First a linear regression.
> HMB.L <- lm(TotCost~units, data=HMB)
> summary(HMB.L)
Call:
lm(formula = TotCost ~ units, data = HMB)
Residuals:
Min 1Q Median 3Q Max
-1606.7 -610.9 -124.8 509.8 2522.3
Coefficients:
Estimate Std. Error t value Pr(>|t|)
(Intercept) 12308.642 323.601 38.04 <2e-16 ***
units 21.702 0.862 25.18 <2e-16 ***
---
Signif. codes: 0 '***' 0.001 '**' 0.01 '*' 0.05 '.' 0.1 ' ' 1
Residual standard error: 871.8 on 58 degrees of freedom
Multiple R-squared: 0.9162, Adjusted R-squared: 0.9147
F-statistic: 633.8 on 1 and 58 DF, p-value: < 2.2e-16
Now linear models to get the polynomial.
> HMB.Q <- lm(TotCost ~ poly(units , degree=2, raw=TRUE), data=HMB)
> summary(HMB.Q)
Call:
lm(formula = TotCost ~ poly(units, degree = 2, raw = TRUE), data = HMB)
Residuals:
Min 1Q Median 3Q Max
-1624.5 -616.3 -132.9 516.4 2507.0
Coefficients:
Estimate Std. Error t value
(Intercept) 1.219e+04 8.774e+02 13.890
poly(units, degree = 2, raw = TRUE)1 2.250e+01 5.421e+00 4.150
poly(units, degree = 2, raw = TRUE)2 -1.129e-03 7.585e-03 -0.149
Pr(>|t|)
(Intercept) < 2e-16 ***
poly(units, degree = 2, raw = TRUE)1 0.000112 ***
poly(units, degree = 2, raw = TRUE)2 0.882230
---
Signif. codes: 0 '***' 0.001 '**' 0.01 '*' 0.05 '.' 0.1 ' ' 1
Residual standard error: 879.2 on 57 degrees of freedom
Multiple R-squared: 0.9162, Adjusted R-squared: 0.9133
F-statistic: 311.6 on 2 and 57 DF, p-value: < 2.2e-16
In the model box, select HMB.L and predict it for 300, 350, and 400 units. Then Models and Prediction Intervals (HH).. First, the confidence interval for mean total costs.
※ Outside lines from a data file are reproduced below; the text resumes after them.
PR #372, opened 2020-01-03
core: Add plugins option

soreau:
Reference https://github.com/WayfireWM/wf-config/issues/19


ammen99:
I thought you wanted to hide this option in WCM :)

PR #374, opened 2020-01-03
Pipe sysconfdir into build_config() for optional defaults

soreau:


meson.build
```diff
@@ -48,6 +48,7 @@ conf_data.set('INSTALL_PREFIX', get_option('prefix'))
 conf_data.set('PLUGIN_PATH', join_paths(get_option('prefix'), get_option('libdir'), 'wayfire'))
 metadata_dir_suffix = 'share/wayfire/metadata'
 conf_data.set('PLUGIN_XML_DIR', join_paths(get_option('prefix'), metadata_dir_suffix))
+conf_data.set('SYSCONFDIR', '/' + get_option('sysconfdir'))
```
ammen99: use join_paths

soreau: > use join_paths

I don't think this is what it looks like. SYSCONFDIR is a value being set and `/` is a prefix for `etc`, which is the value of `get_option('sysconfdir')`. So there's not more than one path to join here.

ammen99:
Thanks :)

> .NewData <- data.frame(units=c(300, 350, 400), row.names=c("1", "2", "3"))
> .NewData # Newdata
units
1 300
2 350
3 400
> predict(HMB.L, newdata=.NewData, interval="confidence", level=.95, se.fit=FALSE)
fit lwr upr
1 18819.11 18576.63 19061.58
2 19904.19 19678.87 20129.50
3 20989.26 20749.21 21229.31
Now just copy the Markdown chunk from above exactly [including the apostrophe marks]. All we will change is the HMB.L to an HMB.Q. This will have R predict the same thing for the other model. This is a shortcoming of the predictions, they are smart but this makes a dialog box hard.
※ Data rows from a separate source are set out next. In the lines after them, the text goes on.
PR #377, opened 2020-01-04
Fix crash on closing wireshark

masm11:
Sorry for no crash dump.

1. open gnome-terminal.
2. open wireshark from the terminal.
3. start capture.
4. wait for a packet to be displayed.
5. close by `Ctrl+Q`.
6. click `Stop and Quit without Saving`.
7. click the gnome-terminal window.
8. wayfire crashes.

I fixed this problem.

In `src/core/wm.cpp`:

Here, view is checked whether it is mapped. Otherwise return.
```
    if (!view || !view->is_mapped() || !view->get_keyboard_focus_surface()
        || !output->activate_plugin(grab_interface))
    {
        return;
    }
```

Here, get the root of the view.
```
    /* Raise the base view. Modal views will be raised to the top by
     * wayfire_handle_focus_parent */
    while (view->parent)
        view = view->parent.get();
```

Here, the view is focused.
```
    set_last_focus(view->self());
```

However, root view may not be mapped even if child view is mapped.

Here, in `set_last_focus()`, `last_focus` hold the view.
```
    last_focus = view;
```

`last_focus` is cleared when the view is disappeared, not when it is destroyed.

Totally, if the view is created, the child view gets focused (i.e. `last_focus` becomes the view), and the view is destroyed, then last_focus holds the destroyed view, and may be passed to `send_done()`.

So the view needs check again whether it is mapped.

(I don't know why the child view get focused even if the view is not mapped.
But I confirmed that occurs by inserting `printf()`.)

### DIFF
--- a/src/core/wm.cpp
+++ b/src/core/wm.cpp
@@ -115,6 +115,9 @@ void wayfire_focus::check_focus_surface(wf::surface_interface_t* focus)
     while (view->parent)
         view = view->parent.get();
 
+    if (!view->is_mapped())    /* check again */
+        return;
+
     view->get_output()->focus_view(view->self(), true);
     set_last_focus(view->self());
 }


ammen99:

> .NewData <- data.frame(units=c(300, 350, 400), row.names=c("1", "2", "3"))
> .NewData # Newdata
units
1 300
2 350
3 400
> predict(HMB.Q, newdata=.NewData, interval="confidence", level=.95, se.fit=FALSE)
fit lwr upr
1 18835.21 18508.42 19162.00
2 19923.42 19578.95 20267.88
3 21005.98 20675.40 21336.56
We will replicate the same process for the individual distribution of predictions [the range of possible costs, not average costs… remember, we are assuming that the residuals are normal, thus the predictions are normal]. The same interactions but now a prediction interval.
> .NewData <- data.frame(units=c(300, 350, 400), row.names=c("1", "2", "3"))
> .NewData # Newdata
units
1 300
2 350
3 400
> predict(HMB.L, newdata=.NewData, interval="prediction", level=.95, se.fit=FALSE)
fit lwr upr
1 18819.11 17057.28 20580.93
2 19904.19 18144.64 21663.73
3 20989.26 19227.77 22750.75
Now to the quadratic but otherwise the same.
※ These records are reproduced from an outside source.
PR #381, opened 2020-01-16
Respect --prefix when looking for wayfire/defaults.ini

jbeich:
By default on FreeBSD packages are installed under `/usr/local` and configuration is stored under `/usr/local/etc`.
This matches GNU autoconf default where `sysconfdir` under `prefix` by default.

### DIFF
--- a/meson.build
+++ b/meson.build
@@ -48,7 +48,7 @@ conf_data.set('INSTALL_PREFIX', get_option('prefix'))
 conf_data.set('PLUGIN_PATH', join_paths(get_option('prefix'), get_option('libdir'), 'wayfire'))
 metadata_dir_suffix = 'share/wayfire/metadata'
 conf_data.set('PLUGIN_XML_DIR', join_paths(get_option('prefix'), metadata_dir_suffix))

> .NewData <- data.frame(units=c(300, 350, 400), row.names=c("1", "2", "3"))
> .NewData # Newdata
units
1 300
2 350
3 400
> predict(HMB.Q, newdata=.NewData, interval="prediction", level=.95, se.fit=FALSE)
fit lwr upr
1 18835.21 17044.52 20625.89
2 19923.42 18129.42 21717.41
3 21005.98 19214.60 22797.37
And an even more elaborate version. All it does is take new observations on units and predict for those values. We could upload a spreadsheet. Let’s try it.
First, import the new data from a spreadsheet.
Then we will predict using those data, but we need to assign the predictions a name.
Then we can merge the predictions back into the original data.